AWS – Protecting applications from DDoS

A distributed denial of service (DDoSattack can be a real nightmare for network administrators. Attackers send malicious commands to an application from a huge number of sources, often compromised computers all over the world, in an attempt to disable the application. Individually, the requests might seem innocuous, as it might be something like asking for the contents of a single web page. But, on aggregate, the requests can put enough of a strain on servers to bring an application to its knees.

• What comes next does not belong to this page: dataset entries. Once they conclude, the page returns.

PR #464, opened 2018-12-08
ignore notpresent interfaces, with type filtering config item

inphobia:
as #463 by nic. but now with config item to select types to filter, which can be set to [] to not filter at all.

went through my device database, seems only cisco small business switches have "notpresent" interfaces at first glance. this can be either down/notPresent or up/notPresent.

side note: really old ros versions (1.1.2.0) report port channel interfaces as ethernetCsmacd.

### DIFF
--- a/lib/App/Netdisco/Worker/Plugin/Discover/Properties.pm
+++ b/lib/App/Netdisco/Worker/Plugin/Discover/Properties.pm
@@ -181,6 +181,13 @@ register_worker({ phase => 'early', driver => 'snmp' }, sub {
           next;
       }
 
+      # Skip interfaces which are 'notPresent' and match the notpresent type filter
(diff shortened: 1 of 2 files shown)


JeroenvIS:
Agree on the approach. I believe only the documentation update is not included yet; if that's added and all tests pass, I'd say its good to go.

inphobia:
correct, no documentation included yet. i used 'ignore_interfaces' as my template, which only seems to be defined in:
config.yml & Discover/Properties.pm
according to a code search:
https://github.com/netdisco/netdisco/search?q=ignore_interfaces&unscoped_q=ignore_interfaces

i did plan to update the wiki page should this code be commited, but only then as to not cause confusion.

if you can point me to where else docs are expected i'll add a blurb for both this settings & ignore_interfaces there (since it was not quite clear to at first if this was case sensitive or insensitive, greedy or exact matching). i seem to recall reading a perl 3pm manual a few years ago but the file referenced in config.yml:
"See App::Netdisco::Manual::Configuration for explanations"
seems to be missing in my installs & src checkouts?

ollyg:
Thanks! I'll update the docs now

Since the requests originate from so many sources all over the world, it’s not as simple as configuring an access control list (ACL) to block the traffic. To mitigate these types of attacks, you need a much more intelligent and reactive service. AWS Shield does this job for you, and comes in two varieties—AWS Shield Standard and Advanced.

How to do it…

Luckily for you, there is nothing that you have to do in order to enable AWS Shield Standard, if you are using Amazon Route 53 and Amazon CloudFront to publish your content on the web. Basic DDoS protection is built into those services by default.

How it works…

AWS Shield Standard works in combination with Amazon CloudFront and Amazon Route 53, in order to protect against attacks at Layers 3 and 4 of the Open Systems Interconnection (OSI) stack. At the application layer, AWS Web Application Firewall (WAF) can be used, by writing custom rules to handle these kinds of attacks.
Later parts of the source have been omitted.